• ACTIVITY
Your reply should consist solely of the lines from the one containing "Pass Rendering if" through the end of the data, restated word for word.

Collected data entries:
★ ★ ★ ★ ★

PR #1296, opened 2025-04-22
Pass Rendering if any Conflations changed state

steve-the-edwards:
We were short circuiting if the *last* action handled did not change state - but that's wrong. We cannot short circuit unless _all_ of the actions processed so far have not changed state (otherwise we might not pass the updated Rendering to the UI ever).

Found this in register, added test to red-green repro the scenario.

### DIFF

★ ★ ★ ★ ★

• OUTPUT OF THE EXERCISE
Pass Rendering if any Conflations changed state

steve-the-edwards:
We were short circuiting if the *last* action handled did not change state - but that's wrong. We cannot short circuit unless _all_ of the actions processed so far have not changed state (otherwise we might not pass the updated Rendering to the UI ever).

Found this in register, added test to red-green repro the scenario.

### DIFF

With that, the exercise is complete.